What "training the model" actually means¶
When leadership says "we'll have our clinicians train the model," that phrase covers a wide range of approaches with very different cost, complexity, and effect. Being precise is worth real money and real safety.
The spectrum, from most to least feasible in-house¶
| Approach | What it is | Affects model weights? | Realistic in-house? |
|---|---|---|---|
| Prompt engineering & version control | Iterating system prompts, instructions, and few-shot examples | No | Yes, start here |
| Few-shot example curation | Curated exemplar inputs/outputs inserted into prompts | No | Yes |
| RAG corpus curation | Clinicians select and version-control which protocols, papers, goal banks feed retrieval | No | Yes, high leverage |
| Output preference collection | Clinicians rate, rank, or correct outputs; data feeds future iteration | No (initially) | Yes |
| DPO / RLHF on collected preferences | Adjusts model weights based on rater preferences | Yes | Possible but expensive; limited turnkey availability for frontier models |
| Supervised fine-tuning (SFT) | Train on (input, ideal-output) pairs | Yes | Available for some models; significant data-curation cost |
| Full foundation-model fine-tune | Continued pretraining on domain data | Yes | Not realistic for most clinical orgs |
Where the value actually comes from¶
For most teams, the top three rows account for ~80% of the practical value:
- Prompt engineering and version control. Most clinical-quality issues are prompt issues. A well-iterated prompt outperforms a poorly fine-tuned model on most tasks.
- Few-shot examples. A handful of well-chosen exemplars can shape output more than weeks of fine-tuning data collection.
- RAG corpus curation. What the system retrieves shapes what it says. Clinical leadership owning the corpus is high-leverage and underrated.
When fine-tuning is actually warranted¶
Consider it when:
- You have a specific failure mode that prompt engineering and RAG can't fix (rare, in clinical generation).
- You have access to high-quality (input, output) pairs at scale, with clinical sign-off.
- You can afford the eval cost of a tuned model. Eval becomes harder, not easier, after fine-tuning, because you've changed the base distribution.

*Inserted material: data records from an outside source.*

PR #2703, opened 2025-07-08
Use `@threadUnsafe` for cached hash codes in Scala 3

kyri-petrou:
`lazy val` is quite heavyweight in different ways because it needs to guarantee "exactly once" semantics when called. In almost all of our lazy val definitions we don't care about exactly once as we use them for caching.

In Scala 3 we can use a much more lightweight implementation using `@threadUnsafe` that doesn't guarantee "exactly once" semantics. The downside of course is that concurrent thread access to the same lazy val might be computed more than once, but since the computation of `hashCode` is pure it doesn't really matter. Also, we mostly dedup these objects during validation, which is not done in parallel. 

This way our objects have a smaller memory footprint and access to `hashCode` doesn't require a volatile read / write plus unboxing of the `Int` (yeah, "normal" lazy vals box primitives......)

Note that we have a lot more lazy vals that can be treated this way, but I thought to keep it simple for the time being as this change is binary compatible so we can add this annotation to lazy vals as needed

### DIFF
--- a/core/src/main/scala/caliban/parsing/adt/Selection.scala
+++ b/core/src/main/scala/caliban/parsing/adt/Selection.scala
@@ -1,13 +1,15 @@
 package caliban.parsing.adt
 
 import caliban.InputValue
+import caliban.Scala3Annotations.threadUnsafe
 import caliban.parsing.adt.Type.NamedType
 
 import scala.util.hashing.MurmurHash3
 
-sealed trait Selection extends Serializable {
-  // TODO: Kept for binary compatibility
-  @transient override lazy val hashCode: Int = super.hashCode()
+sealed trait Selection extends Product with Serializable {
+
+  @transient @threadUnsafe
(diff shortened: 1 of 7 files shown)


core/src/main/scala/caliban/parsing/adt/Selection.scala
```diff
@@ -1,13 +1,15 @@
...
 
 import scala.util.hashing.MurmurHash3
 
-sealed trait Selection extends Serializable {
-  // TODO: Kept for binary compatibility
-  @transient override lazy val hashCode: Int = super.hashCode()
+sealed trait Selection extends Product with Serializable {
+
+  @transient @threadUnsafe
+  override final lazy val hashCode: Int = MurmurHash3.productHash(this)
```
kyri-petrou, line 12: Also made `Selection` extend Product here since this targets the `series/3.x` branch

ghostdogpr (approved):
Very nice that we can cross-compile it

PR #2709, opened 2025-07-13
account for supported and unsupported scalars, as well as scalarMappings, when generating ArgEncoders

dontgitit:
fixes https://github.com/ghostdogpr/caliban/pull/2708

### DIFF
--- a/tools/src/main/scala/caliban/tools/ClientWriter.scala
+++ b/tools/src/main/scala/caliban/tools/ClientWriter.scala
@@ -252,9 +252,14 @@ object ClientWriter {
           // when generating implicits, we have to be careful to not generate duplicates for any scalar types
           // otherwise, we'll get compilation errors due to multiple available implicits
           s"(implicit ${list.distinctBy {
-              case value if isTypeScalar(value.ofType) && !isScalarSupported(getSafeTypeName(value.ofType)) =>
-                writeType(typeAsString(value.ofType))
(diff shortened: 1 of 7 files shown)


tools/src/main/scala/caliban/tools/ClientWriter.scala
```diff
@@ -242,12 +249,23 @@ object ClientWriter {
...
-              .map { case (arg, idx) =>
-                s"""encoder$idx: ArgEncoder[${writeType(arg.ofType)}]"""
-              }
+          // when generating implicits, we have to be careful to not generate duplicates for any scalar types
+          // otherwise, we'll get compilation errors due to multiple available implicits
+          s"(implicit ${list.distinctBy {
+              case value if isTypeScalar(value.ofType) =>
+                val rawScalar = getTypeName(value.ofType)
+                val scalar    = safeTypeName(rawScalar)
+                val scalaType = if (isScalarSupported(scalar) || scalarMappingsWithDefaults.contains(rawScalar)) {
```
dontgitit, line 258: this can also be
```scala
val scalar = KnownPackagePrefix.replaceFirstIn(safeTypeName(getTypeName(value.ofType)), "")
val scalaType = if (isScalarSupported(scalar)) {
```

but will probably lead to more confusing errors if we missed any packages to strip...

ghostdogpr (approved):
Thanks!

PR #7, opened 2021-03-08
Prevent WaitForEdge() returning early after first call to selectCard()

brackendawson:
Calling LowLevel.Init() in selectCard() clears the device interrupt
as a side effect, but another interrupt will occur due to the
subsquent operations. This additional host interrupt must be cleared
before the next call to selectCard.

https://github.com/google/periph/issues/425


brackendawson:
@googlebot I signed it!

maruel:
Thanks!

maruel:
Ping me on slack to remind me to make a release because I don't have time today and I know I'll forget.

- You can manage the lifecycle: tuned models are tied to a base version and need re-tuning when the base changes.
If you're unsure, you don't need it yet.
Collecting preference data without fine-tuning¶
You can, and should, start collecting structured clinician feedback even if you have no near-term plans to fine-tune. Reasons:
- It informs prompt and corpus iteration.

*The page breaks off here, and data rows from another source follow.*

PR #8, opened 2021-03-20
waveshare2in13v2: add example

kortschak:
This is a direct adaptation of the epd package example.

Please take a look.

### DIFF
--- a/waveshare2in13v2/example_test.go
+++ b/waveshare2in13v2/example_test.go
@@ -1,0 +1,120 @@
+// Copyright 2021 The Periph Authors. All rights reserved.
+// Use of this source code is governed under the Apache License, Version 2.0
+// that can be found in the LICENSE file.
+
+package waveshare2in13v2_test
+
+import (
+	"image"
+	"image/draw"
+	"log"
+
+	"golang.org/x/image/font"
+	"golang.org/x/image/font/basicfont"
+	"golang.org/x/image/math/fixed"
+
+	"github.com/fogleman/gg"
+	"github.com/golang/freetype/truetype"
+	"golang.org/x/image/font/gofont/goregular"
+
+	"periph.io/x/conn/v3/spi/spireg"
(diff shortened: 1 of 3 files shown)


belak:
Nice! I think this is exactly what I did when testing mine.

waveshare2in13v2/example_test.go
```diff
@@ -0,0 +1,121 @@
+// Copyright 2018 The Periph Authors. All rights reserved.
```
maruel, line 1: 2021

waveshare2in13v2/example_test.go
```diff
@@ -0,0 +1,121 @@
...
+	defer b.Close()
+
+	dev, err := waveshare2in13v2.NewHat(b, &waveshare2in13v2.EPD2in13v2) // Display config and size
+	if err != nil {
+		log.Fatalf("failed to initialize epd: %v", err)
+	}
+
+	// Draw on it. Black text on a white background.
+	img := image1bit.NewVerticalLSB(dev.Bounds())
+	// Note: this code is commented out so periph does not depend on:
```
maruel, line 37: This is not a problem now that this package uses go modules. So we should revisit these examples and use golang.org/x/image when it makes sense. So feel free to uncomment if you want.

maruel (approved):
looks good, please update the year, and you can uncomment the code if you want. If you do, make sure updated go.mod and go.sum are included.

waveshare2in13v2/example_test.go
kortschak: I left 2018 since the code largely comes from a file dated 2018, but I will change it.

waveshare2in13v2/example_test.go
kortschak: Done

kortschak:
PTAL

maruel:
Thanks!

PR #9, opened 2021-03-20
[TLV493D] Method to calibrate temperature offset

bezineb5:
Hello,

This is an addition to the TLV493D driver, in order to calibrate the "temperature offset". According to the [documentation](https://www.infineon.com/dgdl/Infineon-TLV493D-A1B6_3DMagnetic-UM-v01_03-EN.pdf?fileId=5546d46261d5e6820161e75721903ddd), section 3.2 "Calculation of the temperature", there is an Offset compensation, with a note: "The 340 as typical value may vary from device to device. Therefore for an accurate measurement the value at 25°C needs to be readout first and used as (correction) value instead of 340."

So this PR is basically the implementation of this.

Thanks!
Benjamin

### DIFF
--- a/tlv493d/tlv493d.go
+++ b/tlv493d/tlv493d.go
@@ -30,6 +30,9 @@ const (
 	HighPrecisionWithTemperature Precision = 0
 	// LowPrecision reads only 8-bits for each axis. Temperature is not read.
 	LowPrecision Precision = 1
+	// DefaultTemperatureOffsetCompensation is the temperature offset compensation used by default, following the documentation advices.
+	// For accurate results, please calibrate it using CalibrateTemperatureOffsetCompensation method.
+	DefaultTemperatureOffsetCompensation = 340
 )
 
 const (
@@ -137,7 +140,7 @@ var DefaultOpts = Opts{
 	EnableTemperatureMeasurement:  true,
 	InterruptPadEnabled:           false,
 	ParityTestEnabled:             true,
-	TemperatureOffsetCompensation: 340, // As per the documentation, can be calibrated for better precision
+	TemperatureOffsetCompensation: DefaultTemperatureOffsetCompensation, // As per the documentation, can be calibrated for better precision
 }
 
 // Sample contains the metrics measured by the sensor
@@ -420,6 +423,18 @@ func (d *Dev) StopContinousRead() {
 	d.stop <- struct{}{}
 	d.stop = nil
 	d.continuousReadWG.Wait()
+}
+
+// CalibrateTemperatureOffsetCompensation computes the temperature offset compensation based upon a reading from the sensor compared to the actual temperature.
+// The returned value must be stored and passed in Opts.TemperatureOffsetCompensation in future uses of TLV493D driver.
+// See TLV493D user manual, "3.2 Calculation of the temperature" for more information
+func CalibrateTemperatureOffsetCompensation(temperatureOffsetCompensation int, measuredTemperature physic.Temperature, actualTemperature physic.Temperature) int {
+	// Compute measurement based upon reference documentation
+	rawTemp := int((measuredTemperature-referenceTemperature)/temperatureScaling) + temperatureOffsetCompensation
+	// Compute the new offset by matching the raw measurement between the measure and the actual value
+	newOffset := rawTemp - int((actualTemperature-referenceTemperature)/temperatureScaling)
+
+	return newOffset
 }
 
 func bestModeForFrequency(frequency physic.Frequency) (Mode, error) {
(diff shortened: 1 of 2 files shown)


bezineb5:
@googlebot I fixed it.

tlv493d/tlv493d.go
```diff
@@ -422,6 +422,18 @@ func (d *Dev) StopContinousRead() {
 	d.continuousReadWG.Wait()
 }
 
+// CalibrateTemperature sets the temperature offset compensation based upon a reading from the sensor compared to the actual temperature
```
maruel, line 425: Since it should be set in Opts.TemperatureOffsetCompensation, I think it could be a stand alone function. This way people could calculate the value, then save it locally so it is specified in Opts, instead of changing the value once the device is initialized.

What do you think?

bezineb5: Yes, I agree, however:
* the new value of Opts.TemperatureOffsetCompensation is returned as output of the method - but that's probably not explicit in the doc
* in order to extract the raw reading from the measured temperature, I need to use the Opts.TemperatureOffsetCompensation used for computing it, that's why I set this as a member function.

Basically, the function needs access to the raw value returned by the sensor and the matching temperature. So, what I can propose:
1. Make it more explicit in the documentation that the output of the function must be saved for reuse and put in Opts.TemperatureOffsetCompensation next time.
2. Make the function standalone and ask for Opts.TemperatureOffsetCompensation as input

I agree on doing 2, it makes sense. I'll do a PR shortly with it.

Thanks for the feedback!

tlv493d/tlv493d.go
```diff
@@ -422,6 +425,18 @@ func (d *Dev) StopContinousRead() {
...
 }
 
+// CalibrateTemperatureOffsetCompensation computes the temperature offset compensation based upon a reading from the sensor compared to the actual temperature.
+// The returned value must be stored and passed in Opts.TemperatureOffsetCompensation in future uses of TLV493D driver.
+// See TLV493D user manual, "3.2 Calculation of the temperature" for more information
+func CalibrateTemperatureOffsetCompensation(temperatureOffsetCompensation int, measuredTemperature physic.Temperature, actualTemperature physic.Temperature) int {
+	// Compute measurement based upon reference documentation
+	rawTemp := int((measuredTemperature-referenceTemperature)/temperatureScaling) + temperatureOffsetCompensation
+	// Compute the new offset by matching the raw measurement between the measure and the actual value
+	newOffset := rawTemp - int((actualTemperature-referenceTemperature)/temperatureScaling)
```
maruel, line 435: you could return it directly.

tlv493d/tlv493d_test.go
```diff
@@ -326,6 +326,17 @@ func TestTLV493D_Configuration(t *testing.T) {
 	}
 }
 
+func Test_TLV493D_TemperatureCalibration(t *testing.T) {
```
maruel, line 329: Thanks for the unit test!

tlv493d/tlv493d.go
```diff
@@ -422,6 +425,18 @@ func (d *Dev) StopContinousRead() {
 	d.continuousReadWG.Wait()
 }
 
+// CalibrateTemperatureOffsetCompensation computes the temperature offset compensation based upon a reading from the sensor compared to the actual temperature.
+// The returned value must be stored and passed in Opts.TemperatureOffsetCompensation in future uses of TLV493D driver.
+// See TLV493D user manual, "3.2 Calculation of the temperature" for more information
```
maruel, line 430: Generally prefer to end sentences with a period.

tlv493d/tlv493d.go
```diff
@@ -422,6 +425,18 @@ func (d *Dev) StopContinousRead() {
 	d.continuousReadWG.Wait()
 }
 
+// CalibrateTemperatureOffsetCompensation computes the temperature offset compensation based upon a reading from the sensor compared to the actual temperature.
+// The returned value must be stored and passed in Opts.TemperatureOffsetCompensation in future uses of TLV493D driver.
```
maruel, line 429: The doc style is to keep an empty line after the describing sentence. Not a big deal.

tlv493d/tlv493d.go
maruel: Great idea.

maruel:
Committing since it's good as is. A few nits if you want to make a follow up but no big deal either way.

tlv493d/tlv493d.go
bezineb5: Fixed

tlv493d/tlv493d.go
bezineb5: Fixed

tlv493d/tlv493d_test.go
bezineb5: You're welcome!

tlv493d/tlv493d.go
bezineb5: Fixed

PR #10, opened 2021-03-21
[TLV493D] Method to calibrate temperature offset

bezineb5:
Fixes from previous PR.
Sorry, I didn't have time to update the previous PR with your comments, so here they are. I prefer to finish now otherwise I'll forget.


maruel:
Thanks!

- It surfaces patterns of edit and disagreement.
- It builds the dataset that might be used for future tuning.
- It demonstrates clinician engagement, which matters for governance and adoption.
What to capture:
- The original draft and the clinician's edited version (diff).
- Optional reason codes (factually wrong, missing element, wrong tone, prohibited language, etc.).
- Free-text rationale for nontrivial edits.
- Sign-off identity and timestamp.
Be honest with leadership¶
If a leader says "our clinicians are training the model," ask: which row in the table above? If the honest answer is "row 1" (prompt engineering), say so. The capability is real and valuable; the framing matters because it sets expectations for cost, timeline, and what kind of company you're building.
Be honest with payers and patients¶
When describing the system in payer materials, marketing, or patient-facing language, use language that matches what's actually happening. "Clinician-curated AI" is honest. "Trained by clinicians" usually isn't, unless you've done supervised fine-tuning or RLHF.